What we really want is to provide a general purpose function which is
completely safe. We want to contain the concept of "I can safely swap out the
base monad of this Conduit with some other base monad." So I've just pushed a
new commit to
conduit
adding the conduitSwapBase
helper function (name up for debate). Let's start
by seeing how it solves our present problem:
import Control.Monad.ST (ST)
import Control.Monad.Trans.Class (lift)
import Data.ByteString (ByteString)
import Data.Conduit (Consumer, ($$))
import qualified Data.Conduit.Binary as CB
import Data.Conduit.Util (conduitSwapBase)
import qualified Data.Vector.Unboxed as V
import qualified Data.Vector.Unboxed.Mutable as VM
import System.IO (stdin)
freqSinkST :: Consumer ByteString (ST s) (V.Vector Int)
freqSinkST = do
freq <- lift $ VM.replicate 256 0
CB.mapM_ $ \w -> do
let index = fromIntegral w
oldCount <- VM.read freq index
VM.write freq index (oldCount + 1)
lift $ V.freeze freq
freqSink :: Monad m => Consumer ByteString m (V.Vector Int)

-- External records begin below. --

PR #169, opened 2021-06-29
8269285: Crash/miscompile in CallGenerator::for_method_handle_inline after JDK-8191998

shipilev:
See the bug report for more details.

I believe the [JDK-8191998](https://bugs.openjdk.java.net/browse/JDK-8191998) change introduced a slight regression, where the speculative type join may empty the type. It would then crash on assert in `fastdebug` builds, or miscompile the null-check to `true` in `release` bits. New test captures both failure modes.

This is not a recent regression, but a regression nevertheless, so I would like to have that fix in JDK 17. Please review carefully, or speak up if you want to move it to JDK 18+ and then backport later.

Additional testing:
 - [x] New test fails without the patch, passes with it
 - [x] Linux x86_64 `fastdebug` `tier1`

---------
### Progress

### Issue
 * [JDK-8269285](https://bugs.openjdk.java.net/browse/JDK-8269285): Crash/miscompile in CallGenerator::for_method_handle_inline after JDK-8191998

### Reviewers
 * [Igor Veresov](https://openjdk.java.net/census#iveresov) (@veresov - **Reviewer**) ⚠️ Review applies to 86b6f2cfa19356ffb505296531749171833d10aa
 * [Vladimir Ivanov](https://openjdk.java.net/census#vlivanov) (@iwanowww - **Reviewer**) ⚠️ Review applies to 02e01bbd93717110f39ef4c57b6ea7deeeb82171

### Reviewing

Checkout this PR locally: \
`$ git fetch https://git.openjdk.java.net/jdk17 pull/169/head:pull/169` \
`$ git checkout pull/169`

`$ git checkout pull/169` \
`$ git pull https://git.openjdk.java.net/jdk17 pull/169/head`

</details>

Checkout this PR locally: \
`$ git pr checkout 169`

`$ git pr show -t 169`

</details>

<a href="https://git.openjdk.java.net/jdk17/pull/169.diff">https://git.openjdk.java.net/jdk17/pull/169.diff</a>

</details>

### DIFF
--- a/src/hotspot/share/opto/callGenerator.cpp
+++ b/src/hotspot/share/opto/callGenerator.cpp
@@ -1151,8 +1151,10 @@ CallGenerator* CallGenerator::for_method_handle_inline(JVMState* jvms, ciMethod*
           const TypeOopPtr* arg_type = arg->bottom_type()->isa_oopptr();
           const Type*       sig_type = TypeOopPtr::make_from_klass(signature->accessing_klass());
           if (arg_type != NULL && !arg_type->higher_equal(sig_type)) {
-            const Type* recv_type = arg_type->join_speculative(sig_type); // keep speculative part
-            Node* cast_obj = gvn.transform(new CheckCastPPNode(kit.control(), arg, recv_type));
+            // Keep the speculative part, but disallow it to empty the type
+            const Type* recv_type = arg_type->join_speculative(sig_type);
+            const Type* cast_type = recv_type->empty() ? sig_type : recv_type;
+            Node* cast_obj = gvn.transform(new CheckCastPPNode(kit.control(), arg, cast_type));
             kit.set_argument(0, cast_obj);
           }
         }
@@ -1164,8 +1166,10 @@ CallGenerator* CallGenerator::for_method_handle_inline(JVMState* jvms, ciMethod*
             const TypeOopPtr* arg_type = arg->bottom_type()->isa_oopptr();
             const Type*       sig_type = TypeOopPtr::make_from_klass(t->as_klass());
             if (arg_type != NULL && !arg_type->higher_equal(sig_type)) {
-              const Type* narrowed_arg_type = arg_type->join_speculative(sig_type); // keep speculative part
-              Node* cast_obj = gvn.transform(new CheckCastPPNode(kit.control(), arg, narrowed_arg_type));
+              // Keep the speculative part, but disallow it to empty the type
+              const Type* narrowed_arg_type = arg_type->join_speculative(sig_type);
+              const Type* cast_type = narrowed_arg_type->empty() ? sig_type : narrowed_arg_type;
+              Node* cast_obj = gvn.transform(new CheckCastPPNode(kit.control(), arg, cast_type));
               kit.set_argument(receiver_skip + j, cast_obj);
             }
           }
--- a/src/hotspot/share/opto/callGenerator.cpp
+++ b/src/hotspot/share/opto/callGenerator.cpp
@@ -1148,13 +1148,14 @@ CallGenerator* CallGenerator::for_method_handle_inline(JVMState* jvms, ciMethod*
         // Cast receiver to its type.
         if (!target->is_static()) {
           Node* arg = kit.argument(0);
+          ciKlass* sig_klass = signature->accessing_klass();
           const TypeOopPtr* arg_type = arg->bottom_type()->isa_oopptr();
-          const Type*       sig_type = TypeOopPtr::make_from_klass(signature->accessing_klass());
+          const Type*       sig_type = TypeOopPtr::make_from_klass(sig_klass);
           if (arg_type != NULL && !arg_type->higher_equal(sig_type)) {
-            // Keep the speculative part, but disallow it to empty the type
-            const Type* recv_type = arg_type->join_speculative(sig_type);
-            const Type* cast_type = recv_type->empty() ? sig_type : recv_type;
-            Node* cast_obj = gvn.transform(new CheckCastPPNode(kit.control(), arg, cast_type));
+            // Keep the speculative part, but do not join with interfaces
+            const Type* recv_type = sig_klass->is_interface() ?
+                    sig_type : arg_type->join_speculative(sig_type);
+            Node* cast_obj = gvn.transform(new CheckCastPPNode(kit.control(), arg, recv_type));
             kit.set_argument(0, cast_obj);
           }
         }
@@ -1163,13 +1164,14 @@ CallGenerator* CallGenerator::for_method_handle_inline(JVMState* jvms, ciMethod*
           ciType* t = signature->type_at(i);
           if (t->is_klass()) {
             Node* arg = kit.argument(receiver_skip + j);
+            ciKlass* sig_klass = t->as_klass();
             const TypeOopPtr* arg_type = arg->bottom_type()->isa_oopptr();
-            const Type*       sig_type = TypeOopPtr::make_from_klass(t->as_klass());
+            const Type*       sig_type = TypeOopPtr::make_from_klass(sig_klass);
             if (arg_type != NULL && !arg_type->higher_equal(sig_type)) {
-              // Keep the speculative part, but disallow it to empty the type
-              const Type* narrowed_arg_type = arg_type->join_speculative(sig_type);
-              const Type* cast_type = narrowed_arg_type->empty() ? sig_type : narrowed_arg_type;
-              Node* cast_obj = gvn.transform(new CheckCastPPNode(kit.control(), arg, cast_type));
+              // Keep the speculative part, but do not join with interfaces
+              const Type* narrowed_arg_type = sig_klass->is_interface() ?
+                      sig_type : arg_type->join_speculative(sig_type);
+              Node* cast_obj = gvn.transform(new CheckCastPPNode(kit.control(), arg, narrowed_arg_type));
               kit.set_argument(receiver_skip + j, cast_obj);
             }
           }
--- a/src/hotspot/share/opto/callGenerator.cpp
+++ b/src/hotspot/share/opto/callGenerator.cpp
@@ -1151,7 +1151,7 @@ CallGenerator* CallGenerator::for_method_handle_inline(JVMState* jvms, ciMethod*
           const TypeOopPtr* arg_type = arg->bottom_type()->isa_oopptr();
           const Type*       sig_type = TypeOopPtr::make_from_klass(signature->accessing_klass());
           if (arg_type != NULL && !arg_type->higher_equal(sig_type)) {
-            const Type* recv_type = arg_type->filter_speculative(sig_type); // keep speculative parts
+            const Type* recv_type = arg_type->filter_speculative(sig_type); // keep speculative part
             Node* cast_obj = gvn.transform(new CheckCastPPNode(kit.control(), arg, recv_type));
             kit.set_argument(0, cast_obj);
           }
@@ -1164,7 +1164,7 @@ CallGenerator* CallGenerator::for_method_handle_inline(JVMState* jvms, ciMethod*
             const TypeOopPtr* arg_type = arg->bottom_type()->isa_oopptr();
             const Type*       sig_type = TypeOopPtr::make_from_klass(t->as_klass());
             if (arg_type != NULL && !arg_type->higher_equal(sig_type)) {
-              const Type* narrowed_arg_type = arg_type->filter_speculative(sig_type); // keep speculative parts
+              const Type* narrowed_arg_type = arg_type->filter_speculative(sig_type); // keep speculative part
               Node* cast_obj = gvn.transform(new CheckCastPPNode(kit.control(), arg, narrowed_arg_type));
               kit.set_argument(receiver_skip + j, cast_obj);
             }
--- a/src/hotspot/share/opto/callGenerator.cpp
+++ b/src/hotspot/share/opto/callGenerator.cpp
@@ -1148,13 +1148,10 @@ CallGenerator* CallGenerator::for_method_handle_inline(JVMState* jvms, ciMethod*
         // Cast receiver to its type.
         if (!target->is_static()) {
           Node* arg = kit.argument(0);
-          ciKlass* sig_klass = signature->accessing_klass();
           const TypeOopPtr* arg_type = arg->bottom_type()->isa_oopptr();
-          const Type*       sig_type = TypeOopPtr::make_from_klass(sig_klass);
+          const Type*       sig_type = TypeOopPtr::make_from_klass(signature->accessing_klass());
           if (arg_type != NULL && !arg_type->higher_equal(sig_type)) {
-            // Keep the speculative part, but do not join with interfaces
-            const Type* recv_type = sig_klass->is_interface() ?
-                    sig_type : arg_type->join_speculative(sig_type);
+            const Type* recv_type = arg_type->filter_speculative(sig_type); // keep speculative parts
             Node* cast_obj = gvn.transform(new CheckCastPPNode(kit.control(), arg, recv_type));
             kit.set_argument(0, cast_obj);
           }
@@ -1164,13 +1161,10 @@ CallGenerator* CallGenerator::for_method_handle_inline(JVMState* jvms, ciMethod*
           ciType* t = signature->type_at(i);
           if (t->is_klass()) {
             Node* arg = kit.argument(receiver_skip + j);
-            ciKlass* sig_klass = t->as_klass();
             const TypeOopPtr* arg_type = arg->bottom_type()->isa_oopptr();
-            const Type*       sig_type = TypeOopPtr::make_from_klass(sig_klass);
+            const Type*       sig_type = TypeOopPtr::make_from_klass(t->as_klass());
             if (arg_type != NULL && !arg_type->higher_equal(sig_type)) {
-              // Keep the speculative part, but do not join with interfaces
-              const Type* narrowed_arg_type = sig_klass->is_interface() ?
-                      sig_type : arg_type->join_speculative(sig_type);
+              const Type* narrowed_arg_type = arg_type->filter_speculative(sig_type); // keep speculative parts
               Node* cast_obj = gvn.transform(new CheckCastPPNode(kit.control(), arg, narrowed_arg_type));
               kit.set_argument(receiver_skip + j, cast_obj);
             }
--- a/test/hotspot/jtreg/compiler/types/TestMethodHandleSpeculation.java
+++ b/test/hotspot/jtreg/compiler/types/TestMethodHandleSpeculation.java
@@ -1,0 +1,61 @@
+/*
+ * Copyright (c) 2021, Red Hat, Inc.. All rights reserved.
+ * DO NOT ALTER OR REMOVE COPYRIGHT NOTICES OR THIS FILE HEADER.
+ *
+ * This code is free software; you can redistribute it and/or modify it
+ * under the terms of the GNU General Public License version 2 only, as
+ * published by the Free Software Foundation.
+ *
+ * This code is distributed in the hope that it will be useful, but WITHOUT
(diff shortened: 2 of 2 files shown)


vnkozlov:
@shipilev can it be related to  [8268884](https://bugs.openjdk.java.net/browse/JDK-8268884)?

shipilev:
> @shipilev can it be related to [8268884](https://bugs.openjdk.java.net/browse/JDK-8268884)?

It does not look like it to me, but I am not the expert in this code. I thought this one is similar to the code [in other place](https://github.com/openjdk/jdk/blob/master/src/hotspot/share/opto/memnode.cpp#L1930-L1935). Anyhow, applying the patch from JDK-8268884 PR does not fix the new regression test from this PR.

shipilev:
@vnkozlov More precisely, here are the types that `join_speculative` encounters on the failing path:

```
STDOUT:
arg_type: byte[int:>=0]:exact * (speculative=byte[int:>=0]:NotNull:exact *)
sig_type: java/io/Serializable *
narrowed_arg_type: java/lang/Object:AnyNull *,iid=top
```

veresov:
I'm not an expect on this but perhaps we shouldn't be doing a join but instead transfer the speculative part of the argument to the type of the signature?

shipilev:
> I'm not an expect on this but perhaps we shouldn't be doing a join and instead transfer the speculative part of the argument to the speculative part of type of the signature?

I thought `join_speculative` was the attempt at that; but that fails when argument and signature are seriously different (interface and boxed class (?) here). It seems some other uses of `join_speculative` appreciate that corner case and handle it. I would be happy to try other approaches, but cannot find an easy (as in clean and obvious) way to do this.

veresov:
Well, `join_speculative()` also does a join between the normal types. And evidently the type system has no idea how `byte[]` relates to `Serializable`, so the answer is the lowest type possible, which is `Object`. I hope Roland cleans this up in his type system rework down the road.

To do the surgery on the speculative part, it seems like the only way to do that is to add a `Type* cast_with_speculative(Type*)` to the `Type` interface. Otherwise I don't see how we can clone all the little protected fields in `TypeOopPtr`. Or may be some idiom exists that already does that... But I don't know. @vnkozlov, what do you think?

shipilev:
Right. Is it odd that `join_speculative` produces `AnyNull` here? Anyhow, given the miscompilation is already observed in the wild, maybe the current patch is a good protective measure for the cases where Type join fails?

veresov:
`AnyNull` seems odd, but that's what makes you fix work, making `empty()` return true.

veresov:
Come to think of it, this pathology arises because one of these guys is an interface. The type system doesn't quite know how to deal with that. Perhaps we should guard for it and not attempt the join if the argument type is an interface?

vnkozlov (approved):
I think for JDK 17 it is good fix. It revert result type to one before 8191998 changes in case `join` failed. In this sense it is not worser then before 8191998. We can look more on this later. May be when Vladimir Ivanov back.

vnkozlov:
About joining with Interface type. Returning `Object:AnyNull` is normal answer from C2 for Interfaces. We can't handle them currently and it is not the goal of this patch.

veresov:
Ok, if `AnyNull` is what is reliably returned for interfaces, then `empty()` is essentially equivalent to `is_interface()` in this case. Thanks for explanation.

veresov (approved):

iwanowww:
I'm not fond of the proposed fix. Though it works in this particular case, `Type::empty()` may give a wrong signal in some pathological/corner cases.

As an example,`join`/`join_speculative` may produce `TOP` when call site happens to be in effectively dead (or dying) part of the graph and paradoxical IR shapes can arise. In such case, there's no reason to continue inlining through the call site, but give up (return `NULL`)  immediately.

In this particular case (`sig_type` represents an interface), it goes off the rails when `arg_type->higher_equal(sig_type)` returns `false` though arrays always implement `Serializable`. The cast node is redundant here and can be simply omitted. (Recently, JDK-8268371 addressed a similar problem uncovered by CHA-related changes.)

I'm in favor of explicitly filtering out interface types coming from signatures and simply omitting casts when interface is encountered.

shipilev:
> I'm in favor of explicitly filtering out interface types coming from signatures and simply omitting casts when interface is encountered.

All right, would this be acceptable then?

```
diff --git a/src/hotspot/share/opto/callGenerator.cpp b/src/hotspot/share/opto/callGenerator.cpp
index ab7f7897797..5da828ebae9 100644
--- a/src/hotspot/share/opto/callGenerator.cpp
+++ b/src/hotspot/share/opto/callGenerator.cpp
@@ -1148,9 +1148,11 @@ CallGenerator* CallGenerator::for_method_handle_inline(JVMState* jvms, ciMethod*
         // Cast receiver to its type.
         if (!target->is_static()) {
           Node* arg = kit.argument(0);
+          ciKlass* sig_klass = signature->accessing_klass();
           const TypeOopPtr* arg_type = arg->bottom_type()->isa_oopptr();
-          const Type*       sig_type = TypeOopPtr::make_from_klass(signature->accessing_klass());
-          if (arg_type != NULL && !arg_type->higher_equal(sig_type)) {
+          const Type*       sig_type = TypeOopPtr::make_from_klass(sig_klass);
+          if (arg_type != NULL && !arg_type->higher_equal(sig_type) &&
+              !sig_klass->is_interface()) { // avoid joins with interfaces
             const Type* recv_type = arg_type->join_speculative(sig_type); // keep speculative part
             Node* cast_obj = gvn.transform(new CheckCastPPNode(kit.control(), arg, recv_type));
             kit.set_argument(0, cast_obj);
@@ -1161,9 +1163,10 @@ CallGenerator* CallGenerator::for_method_handle_inline(JVMState* jvms, ciMethod*
           ciType* t = signature->type_at(i);
           if (t->is_klass()) {
             Node* arg = kit.argument(receiver_skip + j);
+            ciKlass* sig_klass = t->as_klass();
             const TypeOopPtr* arg_type = arg->bottom_type()->isa_oopptr();
-            const Type*       sig_type = TypeOopPtr::make_from_klass(t->as_klass());
-            if (arg_type != NULL && !arg_type->higher_equal(sig_type)) {
+            const Type*       sig_type = TypeOopPtr::make_from_klass(sig_klass);
+            if (arg_type != NULL && !arg_type->higher_equal(sig_type) && !sig_klass->is_interface()) {
               const Type* narrowed_arg_type = arg_type->join_speculative(sig_type); // keep speculative part
               Node* cast_obj = gvn.transform(new CheckCastPPNode(kit.control(), arg, narrowed_arg_type));
               kit.set_argument(receiver_skip + j, cast_obj);
```

shipilev:
> I'm in favor of explicitly filtering out interface types coming from signatures and simply omitting casts when interface is encountered.

All right, would this be acceptable then?

```diff
--- a/src/hotspot/share/opto/callGenerator.cpp
+++ b/src/hotspot/share/opto/callGenerator.cpp
@@ -1148,9 +1148,10 @@ CallGenerator* CallGenerator::for_method_handle_inline(JVMState* jvms, ciMethod*
         // Cast receiver to its type.
         if (!target->is_static()) {
           Node* arg = kit.argument(0);
+          ciKlass* sig_klass = signature->accessing_klass();
           const TypeOopPtr* arg_type = arg->bottom_type()->isa_oopptr();
-          const Type*       sig_type = TypeOopPtr::make_from_klass(signature->accessing_klass());
-          if (arg_type != NULL && !arg_type->higher_equal(sig_type)) {
+          const Type*       sig_type = TypeOopPtr::make_from_klass(sig_klass);
+          if (arg_type != NULL && !arg_type->higher_equal(sig_type) && !sig_klass->is_interface()) {
             const Type* recv_type = arg_type->join_speculative(sig_type); // keep speculative part
             Node* cast_obj = gvn.transform(new CheckCastPPNode(kit.control(), arg, recv_type));
             kit.set_argument(0, cast_obj);
@@ -1161,9 +1162,10 @@ CallGenerator* CallGenerator::for_method_handle_inline(JVMState* jvms, ciMethod*
           ciType* t = signature->type_at(i);
           if (t->is_klass()) {
             Node* arg = kit.argument(receiver_skip + j);
+            ciKlass* sig_klass = t->as_klass();
             const TypeOopPtr* arg_type = arg->bottom_type()->isa_oopptr();
-            const Type*       sig_type = TypeOopPtr::make_from_klass(t->as_klass());
-            if (arg_type != NULL && !arg_type->higher_equal(sig_type)) {
+            const Type*       sig_type = TypeOopPtr::make_from_klass(sig_klass);
+            if (arg_type != NULL && !arg_type->higher_equal(sig_type) && !sig_klass->is_interface()) {
               const Type* narrowed_arg_type = arg_type->join_speculative(sig_type); // keep speculative part
               Node* cast_obj = gvn.transform(new CheckCastPPNode(kit.control(), arg, narrowed_arg_type));
               kit.set_argument(receiver_skip + j, cast_obj);
```

shipilev:
What I am concerned about with filtering interfaces in signatures, is that we are dealing with `MethodHandle` handling block. Would  such filtering break when `arg_type` and `sig_type` are both interfaces?

shipilev:
Wait, actually I should just filter before calling `join_speculative`, which makes my concern moot. See new commit It passes the regression test, I'll run `tier1`, `tier2` now...

iwanowww:
> Would such filtering break when arg_type and sig_type are both interfaces?

What particular scenario do you have in mind? The check is performend against `sig_klass` only, so it covers the case when both `arg_type` and `sig_type` represent interfaces. Interface types aren't trusted in bytecode, so the worst case scenario is there'll be a repeated subtype check at runtime needed later in callee. 

MethodHandle invocation performs an adhoc type check between call site signature and MethodHandle type (`MH.type() == MT_call_site`) and the relevant logic in `CallGenerator::for_method_handle_inline()` reifies its effects on argument types in IR.

src/hotspot/share/opto/callGenerator.cpp
```diff
@@ -1161,10 +1164,13 @@ CallGenerator* CallGenerator::for_method_handle_inline(JVMState* jvms, ciMethod*
           ciType* t = signature->type_at(i);
           if (t->is_klass()) {
```
iwanowww, line 1165: What I suggested is to extend the guard with `!t->as_klass()->is_interface()` check.

shipilev: I am not convinced it is safe. At least it does not look safe for JDK 17. The "must" in the comment block above makes me wary about skipping the casting for interfaces...

```
        // In lambda forms we erase signature types to avoid resolving issues
        // involving class loaders.  When we optimize a method handle invoke
        // to a direct call we must cast the receiver and arguments to its
        // actual types.
```

shipilev:
OK, so there are basically three ways to fix it so far. In the draft form, they are:

1) Handle `empty()` `join` result:

```diff
--- a/src/hotspot/share/opto/callGenerator.cpp
+++ b/src/hotspot/share/opto/callGenerator.cpp
@@ -1164,8 +1166,10 @@ CallGenerator* CallGenerator::for_method_handle_inline(JVMState* jvms, ciMethod*
             const TypeOopPtr* arg_type = arg->bottom_type()->isa_oopptr();
             const Type*       sig_type = TypeOopPtr::make_from_klass(t->as_klass());
             if (arg_type != NULL && !arg_type->higher_equal(sig_type)) {
-              const Type* narrowed_arg_type = arg_type->join_speculative(sig_type); // keep speculative part
-              Node* cast_obj = gvn.transform(new CheckCastPPNode(kit.control(), arg, narrowed_arg_type));
+              // Keep the speculative part, but disallow it to empty the type
+              const Type* narrowed_arg_type = arg_type->join_speculative(sig_type);
+              const Type* cast_type = narrowed_arg_type->empty() ? sig_type : narrowed_arg_type;
+              Node* cast_obj = gvn.transform(new CheckCastPPNode(kit.control(), arg, cast_type));
               kit.set_argument(receiver_skip + j, cast_obj);
             }
           }
```

2) Filter `is_interface` before performing the `join`, but still attempt to cast.

```diff
diff --git a/src/hotspot/share/opto/callGenerator.cpp b/src/hotspot/share/opto/callGenerator.cpp
index ab7f7897797..eaf19d37b72 100644
--- a/src/hotspot/share/opto/callGenerator.cpp
+++ b/src/hotspot/share/opto/callGenerator.cpp
@@ -1161,10 +1164,13 @@ CallGenerator* CallGenerator::for_method_handle_inline(JVMState* jvms, ciMethod*
           ciType* t = signature->type_at(i);
           if (t->is_klass()) {
             Node* arg = kit.argument(receiver_skip + j);
             const TypeOopPtr* arg_type = arg->bottom_type()->isa_oopptr();
            const Type*       sig_type = TypeOopPtr::make_from_klass(t->as_klass()));
             if (arg_type != NULL && !arg_type->higher_equal(sig_type)) {
-              const Type* narrowed_arg_type = arg_type->join_speculative(sig_type); // keep speculative part
+              // Keep the speculative part, but do not join with interfaces
+              const Type* narrowed_arg_type = t->as_klass()->is_interface() ?
+                      sig_type : arg_type->join_speculative(sig_type);
               Node* cast_obj = gvn.transform(new CheckCastPPNode(kit.control(), arg, narrowed_arg_type));
               kit.set_argument(receiver_skip + j, cast_obj);
             }
```

3) Filter `is_interface` arguments completely, i.e. do not even attempt the cast.

```diff
--- a/src/hotspot/share/opto/callGenerator.cpp
+++ b/src/hotspot/share/opto/callGenerator.cpp
@@ -1159,7 +1159,7 @@ CallGenerator* CallGenerator::for_method_handle_inline(JVMState* jvms, ciMethod*
         // Cast reference arguments to its type.
         for (int i = 0, j = 0; i < signature->count(); i++) {
           ciType* t = signature->type_at(i);
-          if (t->is_klass()) {
+          if (t->is_klass() && !t->as_klass()->is_interface()) {
             Node* arg = kit.argument(receiver_skip + j);
             const TypeOopPtr* arg_type = arg->bottom_type()->isa_oopptr();
             const Type*       sig_type = TypeOopPtr::make_from_klass(t->as_klass());
```

All three fix the regression test. All three pass `tier1`, `tier2`.

I think (2) is the least risky for JDK 17. Thoughts?

src/hotspot/share/opto/callGenerator.cpp
iwanowww: Not sure what safety concerns you have in mind w.r.t interfaces. On bytecode level interface treatment is lax (e.g., verifier ignores interface type info; see JVMS-4.10.1.2 for details).

shipilev: I am mostly concerned about pushing a "less than obvious and wider than definitely required" fix to JDK 17. Filtering out by "empty join type" is quite probably too wide. Filtering out the interface arguments is much less obvious. Yes, I get that interface arguments in signatures might be filtered wholesale, but I would rather wait for more testing to see if that actually works.

iwanowww: Frankly speaking, I wouldn't expect too much from testing considering the problem went unnoticed for 2,5 years.

But, as an additional data point, I'd like to reiterate that the fix for JDK-8268371 applied a similar strategy in a much more common scenario - inlining of interface methods - and so far there were no problems spotted.

iwanowww:
Also, another way to fix the immediate bug is to switch from `join_speculative` to `filter_speculative` which, among other things, tries to work around limitations imposed by interface types:
```
> p arg_type->dump()
byte[int:>=0]:exact * (speculative=byte[int:>=0]:NotNull:exact *)

> p sig_type->dump()
java/io/Serializable *

> p arg_type->join_speculative(sig_type)->dump()
java/lang/Object:AnyNull *,iid=top

> p arg_type->filter_speculative(sig_type)->dump()
java/io/Serializable *
```

veresov:
I like having `is_interface()` there because it makes it easier to find this place later, when the type system is fixed.

iwanowww:
After thinking more about it (and studying `TypeOopPtr::filter_helper`), switching to `filter_speculative` looks like the right way to fix the bug. 

Also, it won't require any additional changes when the type system is fixed.

shipilev:
Cool, `filter_speculative` works for regression test. See new commit. I'll run `tier{1,2}` for it.

iwanowww:
> Also, it won't require any additional changes when the type system is fixed.

I take it back: the sole need for joining `arg_type` and `sig_type` is to work around limitations imposed by `CheckCastPP`. And the sole purpose of `CheckCastPP` (compared to `CastPP`) is to work around limitations imposed by interface types. Once the type system is enhanced with proper support of interface types, I believe it will become possible to get rid of `CheckCastPP` in favor of `CastPP` and there won't be any need in explicit joining of types in `CallGenerator::for_method_handle_inline()` since `CastPPNode::Value()` will do "the right thing" and keep the speculative part along the way.

BTW I don't see any reason why `CheckCastPPNode::Value()` can't propagate speculative part of the input type right away, but that's something to consider as a followup enhancement.

src/hotspot/share/opto/callGenerator.cpp
```diff
@@ -1151,7 +1151,7 @@ CallGenerator* CallGenerator::for_method_handle_inline(JVMState* jvms, ciMethod*
           const TypeOopPtr* arg_type = arg->bottom_type()->isa_oopptr();
           const Type*       sig_type = TypeOopPtr::make_from_klass(signature->accessing_klass());
           if (arg_type != NULL && !arg_type->higher_equal(sig_type)) {
-            const Type* recv_type = arg_type->join_speculative(sig_type); // keep speculative part
+            const Type* recv_type = arg_type->filter_speculative(sig_type); // keep speculative parts
```
iwanowww, line 1154: No need to adjust the comment: `sig_type` doesn't have speculative part (by construction).

iwanowww (approved):
Looks good.

src/hotspot/share/opto/callGenerator.cpp
shipilev: Right, I restored the comment incompletely.

test/hotspot/jtreg/compiler/types/TestMethodHandleSpeculation.java
```diff
@@ -0,0 +1,61 @@
...
+ */
+
+/*
+ * @test
+ * @bug 8269285
+ * @summary Crash/miscompile in CallGenerator::for_method_handle_inline after JDK-8191998
+ * @requires vm.compMode == "Xmixed" & vm.flavor == "server"
+ *
+ * @run main/othervm
+ *        -Xcomp -Xbatch
```
iwanowww, line 31: The test can be sped up significatly by compiling `compiler.types.TestMethodHandleSpeculation::main()` only (`-XX:CompileCommand=quiet -XX:CompileCommand=compileonly,compiler.types.TestMethodHandleSpeculation::main`).

shipilev: I tried it before with `-XX:CompileOnly=compiler.types.TestMethodHandleSpeculation::*`, and IIRC that did not work. I suspect you need to compile/inline the lambda body too. After all, this is `CallGenerator::for_method_handle_inline`? I can try again.

iwanowww: There's some difference in behavior between `-XX:CompileCommand=compileonly,` and `-XX:CompileOnly=`.
IIRC the former doesn't affect inlining while the latter does.

shipilev: Right, that works, hm. See update.

shipilev:
`tier1` and `tier2` are fine with `filter_speculative`. @vnkozlov, @veresov -- are you good with new version?

vnkozlov (approved):
Yes, looks good.

veresov:
Looks good to me.

shipilev:
Thank you, all.

/integrate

freqSink = conduitSwapBase freqSinkST
main :: IO ()
main = (CB.sourceHandle stdin $$ freqSink) >>= print
I renamed the previous function to freqSinkST
, leaving its type exactly as it
was. In addition, we now have a new freqSink
, which can live in any base
monad. The type signature makes it completely clear that this function is
referentially transparent. And all we needed to do was use conduitSwapBase
to
perform this conversion.
Once that conversion is performed, we can easily combine freqSink
with our
IO
-based sourceHandle
. Or for that matter, it could be combined with a
completely pure source, or a source living in the Maybe
monad.
I believe this function could be used to clean up the compression/decompression functions in zlib-conduit and (at least some of) the functions in blaze-builder-conduit.
As it stands right now, conduitSwapBase
will allow the following base transformations to be applied:
ST
can be converted to ~~any other monad~~. EDIT See update below.Identity
can be converted to any other monad.IO
can be converted to any instance ofMonadIO
.- For many transformers (all instances of MonadTransControl actually), if the base monad
m1
can be converted tom2
, then the transformert m1
can be converted tot m2
.
This addition allows us to keep more type safety in our codebase, while still
allowing safe interleaving of IO
actions with pure code. I'm happy with the
addition so far, I'm curious to hear further ideas from the community.
UPDATE: As pointed out on
Reddit,
a backtracking base monad can break refential transparency for ST
. I've
pushed a new
commit
that constrains the types of monads that can be converted to. In particular, it
works for monads which are processed in a linear/non branching manner. This
includes Identity, IO and Maybe, and transformers like ReaderT and ErrorT.
I'm currently calling this concept MonadLinear
, but I have a strong feeling that there's a better abstraction already in existence.